-------- Material to process

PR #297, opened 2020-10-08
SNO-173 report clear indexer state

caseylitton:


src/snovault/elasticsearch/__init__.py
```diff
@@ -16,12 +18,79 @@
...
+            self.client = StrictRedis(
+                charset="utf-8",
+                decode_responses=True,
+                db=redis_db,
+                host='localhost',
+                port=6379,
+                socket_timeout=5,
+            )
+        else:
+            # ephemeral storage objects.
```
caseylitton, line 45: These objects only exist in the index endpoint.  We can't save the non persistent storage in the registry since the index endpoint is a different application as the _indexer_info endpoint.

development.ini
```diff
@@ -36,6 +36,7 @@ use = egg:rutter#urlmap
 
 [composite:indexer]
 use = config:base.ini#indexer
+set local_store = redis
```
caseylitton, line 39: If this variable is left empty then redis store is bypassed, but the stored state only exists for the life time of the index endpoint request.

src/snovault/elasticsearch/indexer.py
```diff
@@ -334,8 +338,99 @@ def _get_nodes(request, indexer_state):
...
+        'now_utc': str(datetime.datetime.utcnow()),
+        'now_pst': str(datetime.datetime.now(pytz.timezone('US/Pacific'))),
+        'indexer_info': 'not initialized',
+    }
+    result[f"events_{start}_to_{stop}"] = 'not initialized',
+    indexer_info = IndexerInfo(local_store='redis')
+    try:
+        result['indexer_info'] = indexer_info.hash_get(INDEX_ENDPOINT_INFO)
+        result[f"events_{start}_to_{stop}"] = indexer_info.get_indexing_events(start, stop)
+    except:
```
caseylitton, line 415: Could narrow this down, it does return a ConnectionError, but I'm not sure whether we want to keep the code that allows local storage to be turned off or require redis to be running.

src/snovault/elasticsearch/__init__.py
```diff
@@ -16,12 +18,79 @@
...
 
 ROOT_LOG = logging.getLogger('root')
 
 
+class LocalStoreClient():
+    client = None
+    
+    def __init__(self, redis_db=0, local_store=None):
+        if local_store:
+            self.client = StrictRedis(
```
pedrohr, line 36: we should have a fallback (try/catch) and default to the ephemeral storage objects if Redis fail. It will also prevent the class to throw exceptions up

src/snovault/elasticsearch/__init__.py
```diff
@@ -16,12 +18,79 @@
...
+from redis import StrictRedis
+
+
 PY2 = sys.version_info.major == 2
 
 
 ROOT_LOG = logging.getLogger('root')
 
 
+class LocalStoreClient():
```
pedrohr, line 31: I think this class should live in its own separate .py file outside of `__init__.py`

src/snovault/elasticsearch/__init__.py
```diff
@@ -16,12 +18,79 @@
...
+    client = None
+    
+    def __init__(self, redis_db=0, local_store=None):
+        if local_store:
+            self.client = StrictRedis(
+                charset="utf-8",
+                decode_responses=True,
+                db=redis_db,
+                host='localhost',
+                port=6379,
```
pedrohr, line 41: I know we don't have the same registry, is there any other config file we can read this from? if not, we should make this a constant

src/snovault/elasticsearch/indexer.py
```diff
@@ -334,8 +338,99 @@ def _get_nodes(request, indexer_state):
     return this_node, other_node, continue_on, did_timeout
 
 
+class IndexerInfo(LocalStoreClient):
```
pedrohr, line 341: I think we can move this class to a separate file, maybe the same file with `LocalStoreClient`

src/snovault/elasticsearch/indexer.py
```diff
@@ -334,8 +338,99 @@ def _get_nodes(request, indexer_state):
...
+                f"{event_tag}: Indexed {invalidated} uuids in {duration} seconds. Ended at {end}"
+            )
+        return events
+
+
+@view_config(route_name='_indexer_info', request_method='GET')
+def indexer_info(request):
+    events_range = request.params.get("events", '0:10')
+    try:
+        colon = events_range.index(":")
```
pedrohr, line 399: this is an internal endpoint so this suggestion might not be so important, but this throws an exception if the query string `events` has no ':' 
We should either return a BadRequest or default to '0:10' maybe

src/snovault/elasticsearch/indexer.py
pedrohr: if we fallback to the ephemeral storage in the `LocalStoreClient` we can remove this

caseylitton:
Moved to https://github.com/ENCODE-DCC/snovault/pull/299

----------------
-------- Material to process

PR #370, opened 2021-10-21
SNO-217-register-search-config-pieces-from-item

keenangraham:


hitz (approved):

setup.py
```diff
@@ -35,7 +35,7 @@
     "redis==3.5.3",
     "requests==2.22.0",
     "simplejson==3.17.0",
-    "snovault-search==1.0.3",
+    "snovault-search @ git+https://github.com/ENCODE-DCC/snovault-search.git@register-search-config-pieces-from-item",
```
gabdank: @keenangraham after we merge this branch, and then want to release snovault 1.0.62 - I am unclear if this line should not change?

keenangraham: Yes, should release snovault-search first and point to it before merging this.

----------------

Return each line of the entries that holds the string "fallback".

pedrohr, line 36: we should have a fallback (try/catch) and default to the ephemeral storage objects if Redis fail. It will also prevent the class to throw exceptions up
pedrohr: if we fallback to the ephemeral storage in the `LocalStoreClient` we can remove this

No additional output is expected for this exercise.